== Work item ==
Return each line of the listing that has the word "would" in it.
◇ ◇ ◇ ◇ ◇ ◇ ◇
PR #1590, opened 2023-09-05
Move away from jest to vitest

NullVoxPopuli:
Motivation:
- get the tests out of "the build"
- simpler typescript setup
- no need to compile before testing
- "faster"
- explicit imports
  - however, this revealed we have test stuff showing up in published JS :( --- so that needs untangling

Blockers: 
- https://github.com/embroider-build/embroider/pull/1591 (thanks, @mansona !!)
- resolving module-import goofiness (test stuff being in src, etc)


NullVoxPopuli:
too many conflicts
◇ ◇ ◇ ◇ ◇ ◇ ◇
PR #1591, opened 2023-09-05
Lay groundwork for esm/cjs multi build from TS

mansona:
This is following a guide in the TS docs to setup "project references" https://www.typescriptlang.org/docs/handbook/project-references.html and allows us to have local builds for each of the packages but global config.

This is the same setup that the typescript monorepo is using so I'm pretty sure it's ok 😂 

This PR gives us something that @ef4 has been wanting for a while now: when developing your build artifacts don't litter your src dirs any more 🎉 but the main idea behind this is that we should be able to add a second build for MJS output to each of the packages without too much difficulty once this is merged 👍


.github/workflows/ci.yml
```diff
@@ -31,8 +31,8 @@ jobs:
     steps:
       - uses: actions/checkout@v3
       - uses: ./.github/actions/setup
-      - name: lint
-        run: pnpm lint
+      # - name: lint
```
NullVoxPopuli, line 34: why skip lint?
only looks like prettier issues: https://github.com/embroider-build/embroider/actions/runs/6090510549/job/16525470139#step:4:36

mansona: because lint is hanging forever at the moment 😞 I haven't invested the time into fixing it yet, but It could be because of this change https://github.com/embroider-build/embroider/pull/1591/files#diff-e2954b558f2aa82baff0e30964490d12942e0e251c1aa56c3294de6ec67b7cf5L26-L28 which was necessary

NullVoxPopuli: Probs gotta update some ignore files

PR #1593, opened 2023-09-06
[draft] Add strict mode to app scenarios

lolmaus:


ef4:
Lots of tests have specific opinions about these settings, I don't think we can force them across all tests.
◇ ◇ ◇ ◇ ◇ ◇ ◇
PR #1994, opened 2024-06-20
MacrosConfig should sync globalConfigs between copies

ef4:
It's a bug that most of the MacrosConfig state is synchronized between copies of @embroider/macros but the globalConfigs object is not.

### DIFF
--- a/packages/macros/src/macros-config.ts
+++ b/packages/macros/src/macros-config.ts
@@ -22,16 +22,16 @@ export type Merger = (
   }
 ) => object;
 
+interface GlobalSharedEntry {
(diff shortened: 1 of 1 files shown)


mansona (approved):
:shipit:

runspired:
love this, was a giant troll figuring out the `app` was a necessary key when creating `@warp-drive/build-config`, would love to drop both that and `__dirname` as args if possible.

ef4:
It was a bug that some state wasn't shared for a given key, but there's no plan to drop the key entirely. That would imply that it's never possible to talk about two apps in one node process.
◇ ◇ ◇ ◇ ◇ ◇ ◇
== Solution to the exercise ==
love this, was a giant troll figuring out the `app` was a necessary key when creating `@warp-drive/build-config`, would love to drop both that and `__dirname` as args if possible.
It was a bug that some state wasn't shared for a given key, but there's no plan to drop the key entirely. That would imply that it's never possible to talk about two apps in one node process.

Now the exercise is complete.